Hey! I resemble that remark. 

There was a good reason no one made woody decoy's. 

What about the paper shells and of course, these.


----------



## GABASSMAN (Dec 3, 2012)

there was this one time I saw skybusters..


----------



## basspro2232 (Dec 3, 2012)

Just figured i'd share a story...For those of you who get the DU magazines...if you look in the 2010 (or maybe 2009) and before issues and look in the last few pages where the ads are...you will see dexter ducks and this is the duck hole that is in the picture...I am thankful to be a good friend of Steve Brown who owns the hole and allows me and my brothers to hunt it when we are in town (southeast Missouri)...I Had the hunt of a lifetime in this blind and am very thankful to get to hunt it!


----------



## deast1988 (Dec 3, 2012)

Well the day I got me a new SBE2 six months later. Frozen morning during the November season about 4 years ago. Me and some friends wading a frozen beaver swamp. Lost my footing and under I went. Found the gun poured it out and continued to hunt. Well it was a slow morning. Broke ice then hole froze up. Bout that time the gates opened and woodys were pouring in. My first shot sent me in to a black out. I was dazed and confused and my hand was killing me. When I looked the rib of my gun was biting my hand. I had a 24in SBE2 with a highflyer full in. We think ice froze in my barrel. Either way the 1625fps kent #2s split the barrel wide open like banana peel. It was ugly for the gun. When I took it the gun shop I got laughed at. Benelis don't blow up. They took pictures. I was shocked. We called Italy they said they wanted the gun and shells I was shooting so they could test and try putting it on the ammo company. They said if its my fault they 800 for a new barrel. But only the test could confirm. Well 6 months later I got a call my gun was in. I went to pick it up had to do a new background check and all like I was buying a new 1. Turns out it was a total new gun different serial #s and all. Had to pay $16.49 for processing fees. But I got a new gun and will continue to fly the fabrique de Italia flag gotta love the customer service of Beneli.


----------



## king killer delete (Dec 3, 2012)

Now I can remember when you could do that on the Savannah river near Savannah.


----------



## grunter (Dec 3, 2012)

Here's a story about some wonderful public land sportsmanship.

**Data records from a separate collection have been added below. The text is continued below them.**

PR #9478, opened 2021-06-15
[MRG, ENH] Change the sEEG tutorial to support new data

alexrockhill:
Address new data in https://github.com/mne-tools/mne-misc-data/pull/5.

Ok, there is a bit of an issue with the coordinate transforms that I am still working out, but I think everything otherwise is okay.

### DIFF
--- a/tutorials/clinical/20_seeg.py
+++ b/tutorials/clinical/20_seeg.py
@@ -29,6 +29,7 @@ how to visualize surface grid channels on the brain.
 
 # Authors: Eric Larson <larson.eric.d@gmail.com>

 Last day of the season last year, everyone's wore out, probably more ready for the season to end than anything else. me and a buddy had been hunting the same area every day a certain wma was open for weeks prior. we werent doing anything special, scrathing a limit of bluebills (2 each at the time) and picking up a ringer or spoonie every now and then. but of couse people seem to migrate to us. in particular there was a group of 3 guys that consistently came in 30 minutes before shooting time, rode down the ditch and sat up in the same patch of grass every time, regardless of how many spotlights and decoys they had to run through to get there. well on this last day of the season, we got there at 4am, and about 5am a solo hunter showed up. He set up across the ditch from us, probably 40 yards from the grass patch the group of 3 had been hunting. he had his decoys out, boat covered and was chillin by himself by 530. Sure enough, 615 rolls around and here comes that same group of 3 puttering down the ditch. The solo hunter flashed em once as they motored past and didnt shine any more....well that was untill they proceeded to pull into the same grass patch they had been hunting. at this point the solo hunter and group of 3 were less than 50 yards apart, and looking at each other. in a clear normal volume the solo hunter asked the group "dont yall think you're a little close?" their reply was "nah, we have plenty of room over here." solo guy with a little more volume asked "well do yall just want to use my decoys?" in a laughter the group of 3 replied, "no thanks, we have our own!" well that was enough to set the man into a bit of a rage. his last statement to the 3 guys was, "I was here first, if ya'll get peppered, its not my fault." of course one of the guys took that as a threat and asked the guy if he was planning to shoot at them on purpose. the man so "no, but if a bird flies across MY decoys, Im "dang" sure gonna shoot him". 
Well sunrise came, we killed our 4 bluebills, and everything was pretty quiet across the ditch. by 8:00 we were picking up decoys and people were leaving. we watched the solo hunter scratch 2 from a group of bills that flew high over his decoys and fell into his spread. after that, the group of 3 must of has something to prove because they shot at everything that flew within 100 yards of the combined decoy spread. Then, it finally happened. a single bluebill lit in the mans decoys and he didnt hesitate a second before dropping the hammer. People started yelling, the grass patch cleared out, cuss words were exchanged and threats upon lives were made. The solo hunted did just as he warned, a bird came to his spread and he shot it.....along with sending a heavy dose of #2's at under 50 yards to at least one of the guys across from him. 
I thought for sure we were going to have to call DNR to go difuse that situation....or carry someone out. 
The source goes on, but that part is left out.